#### What the task requires
Some lines below hold "exported". Pick them out and copy them.

#### Task input
________________

Issue #1860, opened 2019-04-19
all: consider unifying compound ID handling


zombiezen:
(This is a write-up of a cross-cutting problem that @vangent and I stumbled across, but with concrete data about affected APIs.)

**EDIT:** The purpose of this issue is to discuss the problem and determine what we want to do about it (even if the answer is "nothing").

/cc @clausti @eliben @jba @shantuo 

### Is your feature request related to a problem? Please describe.

Many cloud providers have resource IDs that are made up of subcomponents in some well-defined syntax. For example, [GCP KMS key IDs](https://cloud.google.com/kms/docs/object-hierarchy#key) take the form `projects/[PROJECT_ID]/locations/[LOCATION]/keyRings/[KEY_RING]/cryptoKeys/[KEY]`. For the purpose of this issue, let's call these _compound IDs_.

There are two broad compound ID usage patterns we have observed:

1)  Applications will keep resources in the same location or project, so the application will build the ID from the subcomponents rather than passing the entire resource ID around.
2)  Applications will pass a verbatim string from configuration down to the API, since this is what was easily copy-pasteable from the cloud console UI.

As of 2019-04-19, compound IDs show up in:

-  The MySQL and PostgreSQL packages. Every database has a collection of fields that build up their instance connection string. For example, Cloud SQL's instance syntax is `myproject:us-central1:myinstance`. The constructors take in parameter structs ([example](https://github.com/google/go-cloud/blob/af156be9f2ca89a3dae18338a4beabf65b7499cc/mysql/cloudmysql/cloudmysql.go#L50-L76)) that separate each field, but it has more than just an instance name.
-  [GCP Pub/Sub constructors](https://github.com/google/go-cloud/blob/af156be9f2ca89a3dae18338a4beabf65b7499cc/pubsub/gcppubsub/gcppubsub.go#L232) take in a project ID and a topic name as two separate strings. In the underlying GCP APIs, these have names like `projects/myproject/topics/mytopic`.
[...]

PR #2181, opened 2019-05-30
runtimevar/gcpruntimeconfigurator: BREAKING_CHANGE use full variable key string in URL and constructors

vangent:
Instead of a `ResourceName` struct.

Updates #1860.


eliben:
This is post the 0.14 tag, right? So it's for the next release? And also we're in freeze for 0.15 now, yes?

vangent:
> This is post the 0.14 tag, right? So it's for the next release? And also we're in freeze for 0.15 now, yes?

Yes, yes, and yes.

PR #2189, opened 2019-05-30
all: initial module-geddon commit for testing

eliben:


internal/testing/alldeps
```diff
@@ -41,28 +41,21 @@ github.com/gorilla/mux
 github.com/grpc-ecosystem/grpc-gateway
 github.com/hashicorp/errwrap
 github.com/hashicorp/go-cleanhttp
-github.com/hashicorp/go-hclog
```
vangent: Why would `alldeps` change in this way?

internal/website/data/examples.json
```diff
@@ -127,22 +127,6 @@
 		"imports": "import (\n\t\"context\"\n\n\t\"gocloud.dev/pubsub\"\n\t_ \"gocloud.dev/pubsub/gcppubsub\"\n)",
 		"code": "topic, err := pubsub.OpenTopic(ctx, \"gcppubsub://myproject/mytopic\")\nif err != nil {\n\treturn err\n}\ndefer topic.Shutdown(ctx)"
 	},
-	"gocloud.dev/pubsub/kafkapubsub.ExampleOpenSubscription": {
```
vangent: This change to `examples.json` looks wrong. We probably need to run `gatherexamples` over all modules or something...?

eliben: Yep, fixed the gathering script to use allmodules

internal/testing/alldeps
eliben: Good spot. Will revert the vault bump that caused this

eliben:
Travis is green.

Moving to the next step now -- removing all `replace` directives and bumping `require`s referring to our own modules to version 0.15, which was not tagged yet. Travis is expected to fail after this change.

eliben:
This should be ready to go with @vangent's LGTM

[removed Travis requirement from branch protection so I could merge this]

PR #2192, opened 2019-05-30
internal/tests: improve prerelease checks

### LINKED ISSUE #2180: testing: prerelease.sh should run -record for all record/replay tests
To make sure that the recorded interactions we have are still valid.

vangent:
* It will now run through all of its tests and report failures at the end, instead of stopping at the first failures (which was really annoying since they are all quite slow).
* There are some known failures with issues filed for them; they are skipped or failures are swallowed.
* It now runs `go test -record` on all packages that have `testdata`. This will verify that we still work against the live provider.
* Updated the release documentation with how to run `prerelease.sh`.
* `blob/gcsblob` now has a default for the `--private_key` flag so that we can put the file in the expected place and not have to special-case the call to it.

Fixes #2180.


internal/docs/release.md
```diff
@@ -4,6 +4,19 @@ We aim to do a release after each Sprint (roughly, every 3 weeks).
...
+        You can delete the branch and abandon all the changes when you are done.
+    -   Run `./internal/testing/prerelease.sh init` until it finishes with
+        `SUCCESS`. Note that there are some known failures that are logged but
+        don't prevent overall `SUCCESS`.
+    -   Run `./internal/testing/prerelease.sh run` Again, there are some known
+        failures. You can re-run any unexpected failures independently to
+        investigate; see the `prerelease.sh` script to see the exact command
+        line to use.
+    -   Run `./internal/testing/prerelease.sh cleanup` when you are done.
+    -   Commit the changes to the branch, and then delete the branch.
```
eliben: Why would you commit changes to a branch and then delete it?

vangent: There may be a better way, but that's how I do it. You can't delete a branch while you're in it, and if you move out of the branch without committing the changes, they come along with you and aren't dropped when you delete the branch.

PR #2202, opened 2019-05-31
docstore: improve package documentation

jba:


internal/docstore/doc.go
```diff
@@ -13,38 +13,142 @@
...
+// memdocstore, an in-process, in-memory implementation suitable for testing and
+// development.
 //
+// Your application should import one of these provider-specific subpackages and use
+// its exported functions to create a *Collection; do not use the NewCollection
+// function in this package. For example:
 //
-// Representing Times
+//   coll, err := memdocstore.OpenBucket("SSN", nil)
+//     if err != nil {
```
vangent: Nit: something weird about indentation here.

internal/docstore/doc.go
```diff
@@ -13,38 +13,142 @@
...
+//
+//
+// Documents
+//
+// Docstore allows you to represent documents as either map[string]interface{} or
+// struct pointers. Using structs is recommended, because it enforces some structure
+// on your data. Docstore mimics the encoding/json package in its treatment of
+// structs: by default, a struct's exported fields are the fields of the document.
+// You can alter this default mapping by using a struct tag beginning with
+// "docstore:". Docstore struct tags support renaming, omitting fields
```
vangent: Side note: weren't we going to also obey the 'json:' tag?

internal/docstore/doc.go
```diff
@@ -13,38 +13,142 @@
...
+//
+// The value stored in a document field can be any of a wide range of types. All
+// primitive types except for complex numbers are supported, as well as slices and
+// maps (the map key type must be a string, an integer, or a type that implements
+// encoding.TextMarshaler). In addition, any type that implements
+// encoding.BinaryMarshaler or encoding.TextMarshaler is permitted. This set of types
+// closely matches the encoding/json package.
+//
+// Times deserve special mention. Docstore can store and retrieve values of type
+// time.Time, with two caveats. First, the timezone may not be preserved. Second,
```
vangent: Maybe we should make this "will not be preserved"?

internal/docstore/doc.go
```diff
@@ -13,38 +13,142 @@
...
+//
+// Here, the "SSN" field of the document is used as the key. Some providers let you
+// supply a function to extract the key from the document, which can be useful if the
+// key is composed of more than field.
+//
+//
+// Actions
+//
+// Docstore supports six actions on documents:
+// - Get retrieves a document.
```
vangent: I suggest you run `godoc` locally already and make sure the formatting of this looks OK. I think you might need to indent these by a space to make sure they are on separate lines...

internal/docstore/doc.go
```diff
@@ -13,38 +13,142 @@
...
 // revision field is unspecified. When defining a struct for storing docstore data,
 // define the field to be of type interface{}. For example,
-//    type User { Name string; DocstoreRevision interface{} }
+//
+//    type User {
+//      Name             string
+//      DocstoreRevision interface{}
+//    }
+//
 // If a struct doesn't have a DocstoreRevision field, then the logic described above
```
vangent: I feel like this caveat should be moved up to the beginning of the section. Something more like (please wordsmith, just suggesting the order):

Docstore supports revisions of documents based on a document field. By default it uses the field "DocstoreRevision" to hold the revision. Some providers give you the option....

If a struct doesn't have a revision field, no revisioning is performed. Otherwise, every document is given a revision when created .... etc.

internal/docstore/doc.go
jba: Yes. Filed #2219.

internal/docstore/doc.go
jba: done

internal/docstore/doc.go
jba: Done.

internal/docstore/doc.go
jba: Fixed.

PR #516, opened 2015-05-22
GET -> POST

lukechampine:
This only affects siac for now.

https://github.com/NebulousLabs/Sia-UI/pull/119 should be merged first, to prevent breaking the API calls. We can switch the UI over to POST requests later.


DavidVorick:
Looks like there are still deprecated api calls used by the testsuite.

PR #517, opened 2015-05-23
Miner polish

DavidVorick:
I finished polishing up the miner, including adding api calls for external miners, and adding 'hashrate' and 'blocks per month' to the miner info struct.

________________

#### Result of this exercise
+// its exported functions to create a *Collection; do not use the NewCollection
+// structs: by default, a struct's exported fields are the fields of the document.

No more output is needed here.